Question: How do I graph a rose curve?...

Question

How do I graph a rose curve?

Answer 1

Solution

In this question, we are supposed to show how a rose curve can be done on a graph, and we will solve this with the help of polar equation. We know that the 2-D polar coordinates are $P\left( {r,\theta } \right),{\text{ }}r{\text{ }} = \;\sqrt {{x^2} + {y^2}} \geqslant 0$

Complete step by step answer:
The 2-D polar coordinates $P\left( {r,\theta } \right),{\text{ }}r{\text{ }} = \;\sqrt {{x^2} + {y^2}} \geqslant 0$ It represents length of the position vector $< r,\theta >$ .θ determines the direction. It increases for anticlockwise motion of P about the pole O.
For clockwise rotation, it decreases. Unlike $r,\;\theta \;$ admit negative values.
$r$ -negative tabular values can be used by artists only.
The polar equation of a rose curve is either $r = a\cos n\theta$ or $r = a\sin n\theta$
$n$ is at your choice. Integer values $2,{\text{ }}3,{\text{ }}4..$ are preferred for easy counting of the number of petals, in a period. $n{\text{ }} = {\text{ }}1$ gives 1-petal circle.
To be called a rose, $n$ has to be sufficiently large and integer $+$ a fraction, for images looking like a rose.
The number of petals for the period $[0,2\dfrac{\pi }{n}]$ will be $n$ or $2n$ (including r-negative $n$ petals) according as $n$ is odd or even, for $0 \leqslant \theta \leqslant 2\pi$ . Of course, I maintain that $r$ is length $\geqslant 0,$ and so non-negative. For Quantum Physicists, $r{\text{ }} > {\text{ }}0$ .
For example, consider $r = 2\sin 3\theta$ . The period is $2\dfrac{\pi }{3}$ and the number of petals will be $3$ .
In continuous drawing, R-positive and r-negative petals are drawn alternately. When n is odd, r-negative petals are same as r-positive ones. So, the total count here is 3.
Prepare a table for $\left( {r,\theta } \right)$ , in one period $[0,2\dfrac{\pi }{3}]$ , for $\theta = 0,\dfrac{\pi }{{12}},2\dfrac{\pi }{{12}},3\dfrac{\pi }{{12}},...8\dfrac{\pi }{{12}}$ . Join the points by smooth curves, befittingly. You get one petal.
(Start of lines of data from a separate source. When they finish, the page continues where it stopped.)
Issue #5174, opened 2022-10-13
No AccessLog output with http response 413


klustria:
## Environment Details
* Helidon Version: 2.5.x
* Helidon SE

----------

## Problem Description
AcccessLog does not output anything when `HTTP/1.1 413 Request Entity Too Large` is returned due to maxPayLoadSize violation. 

## Steps to reproduce
1. Use the helidon-quickstart-se app
2. Register AccessLogSupport:
```
routingBuilder.register(AccessLogSupport.create(config.get("server.access-log")));
```
3. Set access-log configuration in application.yaml like below:
```
server:
  port: 8080
  host: 0.0.0.0
  access-log: 
    enabled: true
    format: "%h %l %u %t %r %s %b %{Referer}i"
```
5. Add maxPayloadSize method in the WebServer builder and it to a a very low value to force error 413 ` Request Entity Too Large`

You ought to get the three petals for $0 \leqslant \theta \leqslant 2\pi ..$
For $r = \cos 3\theta$ , the petals rotate through half-petal angle $= \dfrac{\pi }{6}$ , in the clockwise sense.
A sample graph is made for $r = 4\cos 6\theta$ , using the Cartesian equivalent.
It is r-positive $6$ -petal rose, for $0 \leqslant \theta \leqslant 2\pi$ .
Graph ${({x^2} + {y^2})^3} \times 5 - 4({x^6} - 15{x^2}{y^2}({x^2} - {y^2}) - {y^6}) = 0$

Note: In mathematics, a rose or rhodonea curve is a sinusoid plotted in polar coordinates.
For integer values, the petals might be redrawn, when the drawing is repeated over successive periods.
The period of both $\sin n\theta$ and $\cos n\theta$ is $2\dfrac{\pi }{n}$ .